Except for Building 9 – in the absence of material testing as required to justify a yield strength greater than 30 ksi – it appeared that all of the buildings associated with the investigation had adequate reserve load carrying capacity for this function.
Additional adaptive reuse concepts such as that proposed at Building 19, which will include the construction of a new raised roof over a portion of the building footprint and rooftop terrace facilities, should be evaluated on a case-by-case basis. More conventional methods of adaptive reuse, such as solar arrays (maximum 10 psf) and “green” roofing systems (maximum 25 psf), can be installed safely at areas that correspond to the typical bays investigated.

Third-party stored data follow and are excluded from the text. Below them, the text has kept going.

PR #399, opened 2019-08-31
Clean up search result and summary text displayed on placards

### LINKED ISSUE #401: The term "filterTutorials" still showing in search field on "search.html" page
To follow up on #304. 

I have a feeling that this issue is indicative of a bug plaguing the Learn Astropy website in a way that warrants further investigation. 

Screenshot captured on September 10th, 2019 (HKT) on Chrome:

Screenshot 2019-09-10 01 06 48

It is interesting, because after you have searched for some search terms the field is showing the desired "Search the universe of Astropy" as coded in the "navbar.html" instead. See say if we changed the URL to "http://learn.astropy.org/search.html?q=scipy.integrate#" and then delete the original search term from the search field:

Screenshot 2019-09-10 01 11 10

adrn:
This is the first of a few PRs I'll submit to improve the theme for the Learn site. This first one is focused on improving the summary text that is displayed in the search results, or when no search is performed and all tutorials are shown. 

Fixes #401


adrn:
This now makes some other improvements that should fix #401. Specifically, I split up the concept of the search target and the search query. Now, the query string really is just the query string (i.e. no magic "filterTutorials" to specify that we want to search the tutorials), and there is an additional HTML parameter "target" that, by default, is set to `target="tutorials"`, but in the future we can use this parameter to support searching in other contexts like examples, guides, etc. or all of them together.

adrn:
(so it would be great to get your eyes on this one more time @MananAgarwal if you have some time!)

tutorials/themes/tutorials-theme/static/searchtools.js
```diff
@@ -773,86 +820,135 @@ var Search = {
...
+                                  parBreakIdx - summaryTextIdx);
+        excerpt = cleanupRSTString(text.substr(summaryTextIdx, summaryLen));
+        excerpt = excerpt + '...';
+
+      } else {  // No summary header found
+        excerpt = 'No tutorial summary found.';
+      }
+    } else {
+      $.each(keywords, function(i, x) {
+        var keyIdx = textLower.indexOf(hlwords[i].toLowerCase(), startIdx);
```
MananAgarwal: When we use the "filters" to search for the results, "hlwords" will look like "filterKEYWORD". Hence, indexof won't find any instance of the hlword.

Screenshot 2019-09-16 at 2 35 08 PM

We want to first check if the hlword has "filter" in it. If yes then we have to first strip it, else we can directly use it. Something similar to want we are doing in lines 942 - 950 (i.e. in $.each(hlwords, function())

tutorials/themes/tutorials-theme/static/searchtools.js
```diff
@@ -773,86 +820,135 @@ var Search = {
...
+      newStr = newStr.replace(/(?:www|https?)[^\s]+/gm, "");
+
+      // Remove RST formatting:
+      newStr = newStr.replace(/(`)/gm, "");
+
+      return newStr;
+    }
+
+    // Start looking at search text below the main header
+    var startIdx = textLower.indexOf('====\n', 0) + 5;
```
MananAgarwal: Also, I think we should update startIdx so that we retrieve more informatic text about the tutorial. 

Screenshot 2019-09-16 at 2 44 22 PM

adrn:
This is obviated by the website re-work in progress...

embray:
What is the "website re-work in progress"?  Is that still actually in progress?  This PR was over a year ago and the issue it was addressing still isn't fixed.

PR #411, opened 2019-11-01
Removing broken link from README

bmorris3:
The link to http://www.astropy.org/astropy-tutorials/#for-contributors no longer works, simply removing it from the README. The subsequent link on the page still works and serves the same purpose.


adrn:
Hmm, the link works for me! What behavior are you seeing?

kakirastern:
The link works for me too... its expected behavior is to "point" to the `#for-contributors` tag of the http://learn.astropy.org/ home page through redirection from  http://www.astropy.org/astropy-tutorials/

PR #425, opened 2020-01-21
Fix Giles URL

pllim:
cc @Cadair


adrn:
So, the old URL is deprecated? Sorry, I just don't know the context here!

Cadair:
yes, it should (now) be still working as I put it back, but I would like to shut it down eventually.

PR #495, opened 2021-09-21
Switch to using nbcollection + github actions

adrn:
Demonstration of switching the execute & convert machinery to nbcollection with github actions instead of custom scripts + circleCI.


adrn:
Oops, I think I need to first add a workflow in `main` to get it to see the new workflow...

adrn:
Note: there are real failures in the conesearch tutorial because of an issue with the VO server (comments by @pllim in slack). In the long run, we still need to implement a more robust solution for handling remote data. One idea would be to distribute the `~/.astropy/cache` needed by the tutorials with this repo so that CI doesn't do *any* remote data access. In the short term, we might want to just skip the conesearch tutorial in the build process...

adrn:
@jonathansick I think this is now a working proof of concept! Here is the resulting artifact / zip file of the rendered tutorials: https://github.com/astropy/astropy-tutorials/suites/3848792615/artifacts/95489955
Should we merge this and have you add the cross-deploy in a separate PR?

adrn:
(Tried to get the circleci error to go away, because I removed the webhook, but no luck...)

jonathansick:
@adrn This looks great. Since this doesn't affect the current production (afaik), this should be safe to merge now and I'll contribute the cross-deploy into the astropy/learn-astropy repo.

I _might_ need to adjust some of the CSS selectors in astropy/learn-astropy-librarian in order to gather the new notebooks since they aren't wrapped in the Sphinx HTML structure anymore. That shouldn't be an issue, though.

adrn:
Great! OK I'll do it then - #yolo

PR #497, opened 2021-09-27
Add repository-dispatch workflow to deployment

jonathansick:
This PR adds a "repository dispatch" step to the build workflow. What this does is trigger a GitHub Actions run in the astropy/learn-astropy repository. The payload for the trigger includes a reference to the workflow artifact, which will allow the learn-astropy build to download the tutorials artifact.

This requires a GitHub Secret to be set up on the tutorials repo named `DISPATCH_GITHUB_TOKEN` that has write access to the astropy/learn-astropy repository. See https://github.com/peter-evans/repository-dispatch#token

### DIFF
--- a/.github/workflows/build.yml
+++ b/.github/workflows/build.yml
@@ -39,7 +39,21 @@ jobs:
         run: |
           nbcollection convert --flatten --build-path=. -v --make-index --index-template=templates/index.tpl tutorials --exclude=conesearch  # TODO: remove this exclude!
 
+      - name: Name artifact
+        id: nameartifact
+        run: |
+          echo "::set-output name=artifactName::rendered-tutorials-${{ github.sha }}"
+
       - uses: actions/upload-artifact@v2
         with:
-          name: rendered-tutorials-${{ github.sha }}
+          name: ${{ steps.nameartifact.outputs.artifactName }}
           path: _build
+
+      - name: Dispatch Learn Astropy deployment
+        uses: peter-evans/repository-dispatch@v1
+        if: ${{ (github.event_name == 'push') && (github.ref == 'refs/heads/main') }}
+        with:
+          token: ${{ secrets.DISPATCH_GITHUB_TOKEN }}
+          repository: astropy/learn-astropy
+          event-type: tutorials-build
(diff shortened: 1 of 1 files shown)


.github/workflows/build.yml
```diff
@@ -39,7 +39,21 @@ jobs:
...
+          echo "::set-output name=artifactName::rendered-tutorials-${{ github.sha }}"
+
       - uses: actions/upload-artifact@v2
         with:
-          name: rendered-tutorials-${{ github.sha }}
+          name: ${{ steps.nameartifact.outputs.artifactName }}
           path: _build
+
+      - name: Dispatch Learn Astropy deployment
+        uses: peter-evans/repository-dispatch@v1
```
pllim, line 53: Unless you completely trust this repo, it is safer to pin at the SHA that corresponds to the tag.

jonathansick:
@adrn Would you mind taking a look at this one? I don't think I can assign the review to you because of repo access.

Keep in mind that you'll also need to set up the GitHub Personal Access Token and add it as a secret. The token could come from a user account or a custom GitHub App installed into astropy/learn-astropy.

adrn:
> I don't think I can assign the review to you because of repo access.
Whoops! I just added you to the Learn Astropy Maintainers team - that was an oversight on my part...

> Keep in mind that you'll also need to set up the GitHub Personal Access Token and add it as a secret. The token could come from a user account or a custom GitHub App installed into astropy/learn-astropy.
As in, when we merge this, right?

adrn (approved):
Cool, I think this looks good! So the DISPATCH_GITHUB_TOKEN should be a repo access token? With what privileges?

adrn:
BTW: You might have permissions now to set up the token yourself?

jonathansick:
Awesome, I added the secret to the repo. Right now I'm using a Personal Access Token, but unfortunately, I can't scope it to a specific repository. I'll make a to-do for myself to investigate writing a new action that runs through a custom GitHub App because that apps essentially create tokens that are scoped to specific orgs/repos.

pllim:
PAT is probably unavoidable. If necessary, another maintainer can refresh it in admin page.

https://docs.github.com/en/actions/security-guides/automatic-token-authentication#granting-additional-permissions

PR #1299, opened 2020-07-08
[fix] notification email from system user working

iturgeon:
Changes in 7.0.0 changed how object permissions expirations were
handled.  It now purges all old permissions and notifies before checking
for access.  This require notifications to be sent by the server instead
of a specific user. Due to an oversight, lack of testing, and a dev env
that has email disabled - the code that actually sends the mail did not
receive associated updates that it needed.

This solves the problem by extracting the code that resolves the from
user for notifications so it can be used in both places.

This code also changes notifications so that when one is sent, no longer
are all pending notifications sent.  This change was made to prevent old
notifications that have gone unsent from potentially causing errors in
unrelated code (if a bug occurs in sending a notification, it will keep
occuring - blocking other notifications).

This means we no longer have code that will send past failed notifications.

### DIFF
--- a/fuel/app/classes/model/notification.php
+++ b/fuel/app/classes/model/notification.php
@@ -68,24 +68,11 @@ public static function on_widget_delete_event($event_args)
 		switch ($item_type)
 		{
 			case \Materia\Perm::INSTANCE:
-				if ($from_user_id === 0)
-				{
-					// create a mock user
-					$user = (object)[
-						'first' => 'Materia',
-						'last' => '',
-						'username' => 'Server'
-					];
-				}
-				else
-				{
-					$user = \Model_User::find($from_user_id);
-				}
-
+				$from = static::get_user_or_system($from_user_id);
 				$inst = new \Materia\Widget_Instance();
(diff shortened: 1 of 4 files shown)


fuel/app/classes/model/notification.php
```diff
@@ -153,45 +140,57 @@ public static function send_item_notification(int $from_user_id, int $to_user_id
...
-			->get();
+		$from = static::get_user_or_system($this->from_id);
+		$to = \Model_User::find($this->to_id);
+
+		$email->from(\Config::get('materia.system_email'), $from->first.' '.$from->last);
+		$email->reply_to($from->email, $from->first.' '.$from->last);
+		$email->to($to->email, $to->first.' '.$to->last);
+		$email->subject(\Config::get('materia.name').' Notification');
+		$email->html_body($this->subject);
+trace($from->email);
```
clpetersonucf, line 158: Left some trace statements in here by accident?

iturgeon: Gotem

PR #1303, opened 2020-07-20
adds ssl/tls for docker dev

iturgeon:
This should allow for local https development

* changes missing driver config in dev for cache and session
* dramatic change to nginx config to more mimic a production use
* fix for sameSite cookie not gracefully downgrading on non-secure settings

### DIFF
--- a/docker/run_first.sh
+++ b/docker/run_first.sh
@@ -29,6 +29,9 @@ DOCKER_IP="localhost"
 # clean migration files in every environment
 rm -f ../fuel/app/config/**/migrations.php
 
+# generate a self-signed ssl cert
+openssl req -subj '/CN=localhost' -x509 -newkey rsa:4096 -nodes -keyout ./config/nginx/key.pem -out ./config/nginx/cert.pem -days 365
+
 # use env/args to determine which docker-compose files to load
 source run_dc.sh
 
--- a/docker/run_first.sh
+++ b/docker/run_first.sh
@@ -29,6 +29,10 @@ DOCKER_IP="localhost"
 # clean migration files in every environment
 rm -f ../fuel/app/config/**/migrations.php
 
+# make room for the cert (docker may make directories here if `up` was run before the certs exist)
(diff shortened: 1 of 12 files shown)


docker/run_first.sh
```diff
@@ -29,6 +29,9 @@ DOCKER_IP="localhost"
 # clean migration files in every environment
 rm -f ../fuel/app/config/**/migrations.php
 
+# generate a self-signed ssl cert
+openssl req -subj '/CN=localhost' -x509 -newkey rsa:4096 -nodes -keyout ./config/nginx/key.pem -out ./config/nginx/cert.pem -days 365
```
clpetersonucf, line 33: Are there additional requirements to getting this to run successfully? It's failing for me:
```
writing new private key to './config/nginx/key.pem'
./config/nginx/key.pem: Is a directory
```

clpetersonucf: Scratch that, removing `key.pem` and `cert.pem` and rerunning the command above worked. Chalk up another one to "didn't start from scratch and got into a misconfiguration"

clpetersonucf:
Despite starting from absolute scratch, I'm continuing to receive the `invalid certificate authority` warning when trying to visit Materia dev locally

iturgeon:
Yea, it's a self-signed cert, it won't verify as a valid authority.  But this will allow it to work if you either add the generated cert to your lists or allow invalid certs on localhost in your browser

docker/run_first.sh
iturgeon: Hmm, strange.  Not sure what was going on there.

clpetersonucf:
> Yea, it's a self-signed cert, it won't verify as a valid authority. But this will allow https to work if you either add the generated cert to your lists or allow invalid certs on localhost in your browser

Should `run_first.sh` have a post-run message indicating one of those actions is required? Although in hindsight, a self-signed cert being an invalid authority makes sense.

PR #1326, opened 2021-03-16
adds automatic arm support for docker phpfpm, switches to mariadb

iturgeon:
* docker file updated to support arm64 and x64 automatically
* switches docker-compose to use mariadb because mysql doesn't have an arm docker image till v8+


clpetersonucf:

PR #1338, opened 2021-07-28
Hotfix to correct local test failure

clpetersonucf:
The recent docker changes had a side effect of no longer creating an empty test database alongside the primary materia database for the purposes of running unit tests. This re-implements the sql query that's run when the mysql container is created, pending a more thorough solution.


FrenjaminBanklin (approved):
Tests are running, looks like it's working properly.

PR #1342, opened 2021-09-22
Removed browser sync

clpetersonucf:
Nobody uses it and it clogs network and console logs. Removed with extreme prejudice.


FrenjaminBanklin (approved):
Agree.

PR #1344, opened 2021-09-28
Access Request option for LTI previews

clpetersonucf:
Branched off #1341 

Adds a new option to the LTI embed preview screen that's circumstantially enabled if a user is not an owner of the widget. It allows a user to request access to the embedded widget. The selected owner will be given a notification with an option to grant ownership to the person who made the request.

To be paired with https://github.com/ucfopen/Materia-Server-Client-Assets/pull/125

**This pull request includes a migration**

### DIFF
--- a/fuel/app/classes/controller/api/instance.php
+++ b/fuel/app/classes/controller/api/instance.php
@@ -28,4 +28,12 @@ class Controller_Api_Instance extends Controller_Rest
 
 		return $this->response($history, 200);
 	}
+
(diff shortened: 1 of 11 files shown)


FrenjaminBanklin (approved):
This looks good to me.

C/P from the corresponding MSCA PR: The list of users with ownership over a widget in the LTI embed is still pretty spartan, so while I might suggest giving it a little bit of design I don't really have any ideas.

PR #1348, opened 2021-11-08
Dev/9 typhoon

clpetersonucf:
- Widget URLs in the install config now default to `latest` instead of hard-coded, outdated versions.
- Fix for local test failure
- Access Request: a LTI-embedded widget that is accessed by an instructor who does not own a widget now provides a list of widget owners, and the option to request access from any of them. The selected widget owner is sent a notification to provide access to the requesting user
- The `phpcs` git pre-commit hook now defaults to a `full` report instead of `summary`
- browsersync removed, with prejudice
- Added server-side support for `obj` media file types
- Default ASSET_STORAGE_DRIVER in the `docker-compose.yml` is now `file` instead of `s3`
- Added API endpoint to verify instance access permissions
- A big ol' pile of dependabot updates

** NOTE: THIS PR INCLUDES A MIGRATION **


docker/docker-compose.override.test.yml
```diff
@@ -31,8 +31,8 @@ services:
       - MYSQL_USER
       - MYSQL_PASSWORD
       - MYSQL_DATABASE=test
-    volumes:
-      - "./config/mysql/dev.my.cnf:/etc/mysql/conf.d/my.cnf"
+    # volumes:
+    #   - "./config/mysql/dev.my.cnf:/etc/mysql/conf.d/my.cnf"
```
FrenjaminBanklin, line 35: Might prefer just removing this entirely if they're no longer necessary.

fuel/app/classes/materia/widget/asset.php
```diff
@@ -271,6 +273,13 @@ public function render(string $size): void
 			header("Content-Length: {$bytes}");
 			header('Content-Transfer-Encoding: binary');
 			header('Cache-Control: max-age=31536000');
+
+			// Special case for 3D labeling
```
FrenjaminBanklin, line 277: A little more context might be necessary here.

FrenjaminBanklin (approved):
I'm a little wary of always using the 'latest' version of a widget by default. I vaguely remember having this conversation years ago and settling on hard-coding the versions intentionally to avoid some pitfall or another. Maybe everything has stabilized now to the point that we don't need to worry about it.

There are a couple of spots where more clarity in comments would be nice, but otherwise if we're okay with the departure from installing specific widget versions, I see no reason to hold this up.

fuel/app/classes/materia/widget/asset.php
clpetersonucf: Updated comment with additional context.

docker/docker-compose.override.test.yml
clpetersonucf: Removed the lines in question.

ljoks (approved):
Just a bit of a lack of comments for new functions but overall lgtm

PR #1353, opened 2021-12-16
Adds an API endpoint to verify access to a widget instance.

FrenjaminBanklin:
Adds a new API endpoint to verify that the current user has the ability to access a provided widget instance.


clpetersonucf (approved):
Simple and effective. Does the job as required.

PR #1355, opened 2022-01-03
Changes database Docker container from MySQL to MariaDB.

clpetersonucf:
This is a replacement of https://github.com/ucfopen/Materia/pull/1345 which was auto-closed when its base branch was deleted.

### DIFF
--- a/docker/docker-compose.yml
+++ b/docker/docker-compose.yml
@@ -57,7 +57,7 @@ services:
       - fakes3
 
   mysql:
-    image: mysql:5.7.18
+    image: mariadb:10.6.4
     ports:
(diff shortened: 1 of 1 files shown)


FrenjaminBanklin:
Does it still make sense to switch the database engine to MariaDB?

The UCF instance is running in RDS/Aurora on MySQL 5.7, so for our purposes this PR isn't helpful and should probably be closed, but I'm not sure who else might be running Materia or what their constraints may be.

clpetersonucf:
I think you're right. The upgrade path should be from MySQL 5.7 to 8.x, not MariaDB. Closing.

PR #1356, opened 2022-01-03
adds third party oauth check when uploading media files

clpetersonucf:
This is a replacement of https://github.com/ucfopen/Materia/pull/1349 which was auto-closed when its base branch was deleted.


clpetersonucf:

PR #1357, opened 2022-01-03
Issue/1336 add option to hide assets in importer

emanuelGitCodes:


fuel/app/themes/default/partials/catalog/media.php
```diff
@@ -62,6 +61,12 @@
 				</span>
 				<span class='file-date'>
 					{{file.created}}
+					<br>
+					<button ng-class="file.is_deleted == 0 ? 'delete-btn green' : 'delete-btn orange'"
+						ng-click='deleteAsset(file)'>
+						<span ng-if='file.is_deleted == 0'>DELETE</span>
+						<span ng-if='file.is_deleted == 1'>DELETED</span>
```
clpetersonucf, line 68: Given my comments in the review generally, we should probably change the word `DELETED` to be something more directly tied to the action the button will perform in this state - `Restore` or `Undelete` seems more appropriate.

clpetersonucf (changes requested):
This appears to only be half of the implementation we had discussed - the asset is still always visible in the list, with the only difference being the state of the delete/deleted button. Ideally, deleted assets are not visible by default, but I don't see anything in the client-side JS to hide the deleted assets. The behavior should be more like:

If an asset is _not_ deleted: `Delete` button is enabled, asset is visible in the list by default
If an asset _is_ deleted: `Restore` button is enabled, asset is _not_ visible by default, and is only made visible when a separate "Show deleted assets" option is checked.

FrenjaminBanklin:
This one's also covered by #1442, I think?

clpetersonucf:
Yup, this was superseded by and replaced with #1442. Closing.

PR #4007, opened 2017-09-20
bug 1401669 - allow filtering for crashing thread name in super search

johnp:
This is my first commit here and I have <1h experience with the code base, but this seemed to be easy enough(?).  

I don't know the exact meaning of most of the members in super_search_fields and therefore set them based on other entries for now.


socorro/schemas/crash_report.json
```diff
@@ -307,6 +307,10 @@
                 "crashing_thread": {
                     "type": "object",
                     "properties": {
+                        "thread_name": {
+                            "type": ["string", "null"],
+                            "description": "Name of the crashing thread."
+                        },
```
willkg: The changes to this file aren't needed if you're just adding a field for querying to Super Search.

willkg:
I need to spend some time looking at the contents of that field to determine whether setting it up this way is ok or not and what changes I'd make.

Is there any urgency for this change? Is this blocking work that you're doing?

johnp:
No, no urgency for this, just something that I felt was missing when trying to find similar crash reports.

willkg:
I will try to get to this soon--probably at some point in the next couple of weeks.

willkg:
I haven't forgotten about this, but haven't had a chance to get to it, yet, either. I'm really sorry about that.

I'll try to get to it soon.

willkg:
As an update, this is waiting on me to figure out how super search fields work so I can effectively review this. I haven't had time to do that, yet. Maybe in the next month.

willkg:
I'm sorry I haven't gotten to this, yet. I'm still in the same boat. We're pushing hard on switching to a new infrastructure and I'll be working on that this month. After that, I hope to come up to speed on the bits that this changes.

willkg:
I was trying to get this to work and then couldn't figure out why it wasn't working. What's going on is that we're using `ESCrashStorageRedactedJsonDump` which dumps the `crashing_thread` part of `json_dump`. As a result of that, the `thread_name` never makes it to the index.

We need a more involved fix than this PR. Probably need to extract the `thread_name` from the `json_dump` and insert it into the processed crash and then index that. Or something along those lines.

I need to spend some more time looking at the code before I know what we should do.

Given that, I'm going to close this out. We still have the bug open. I'll work on it some more next week.

Sorry that it took so long to get to!

PR #4008, opened 2017-09-20
Support stdin with scripts/add_crashid_to_queue.py

willkg:


willkg:
This adds support for passing in crash ids via stdin. This mirrors changes I've done in other scripts. So now you can do this:

```
$ ./scripts/fetch_crashids.py --num=5 | xargs ./scripts/add_crashid_to_queue.py socorro.normal
```

as well as:

```
$ ./scripts/fetch_crashids.py --num=5 | ./scripts/add_crashid_to_queue.py socorro.normal
```

(Though since that's fetching crash ids from prod and not saving the crash data, I'm not sure why you'd want to do this. But it does work.)

willkg:
This only affects the local development environment, so I'm going to self-r+ this and merge it.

This project served as a good example of how a responsible property management company completes the due diligence necessary for a proposed adaptive reuse of an existing facility.▪
Project Update:
Since the report for this facility was issued and the article was submitted for publication, the Property Manager and Owner for Industry City reacted quickly to Pennoni’s recommendations by immediately reroofing all of the buildings that had not already been reroofed at the time of the investigation. In addition, Pennoni was retained by the Property Manager to design the structural systems associated with mechanical and electrical upgrades located on the roofs of the facility, and to peer-review a new adaptive reuse project. The continued involvement of Pennoni was requested by the Property Manager in order to ensure that these efforts would benefit from Pennoni’s previous involvement with and knowledge of the facility. The actions of the Property Manager in response to Pennoni’s investigation serve to illustrate the proper approach to the ongoing use and renovation of a vital historic facility.